Only lines with the string "octodns" are wanted. Pull them out of the data.

───── Exercise data ─────

PR #204, opened 2018-02-19
No Cloudflare Automatic message

ross:
Call out that "automatic" records are not supported and will cause problems for the time being. 

/cc https://github.com/github/octodns/issues/202 & https://github.com/github/octodns/pull/162#issuecomment-366736328
/cc @vanbroup @ad-m


ross:
Closing in favor of https://github.com/github/octodns/pull/210.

─────

> _Solution for this problem_:
/cc https://github.com/github/octodns/issues/202 & https://github.com/github/octodns/pull/162#issuecomment-366736328
Closing in favor of https://github.com/github/octodns/pull/210.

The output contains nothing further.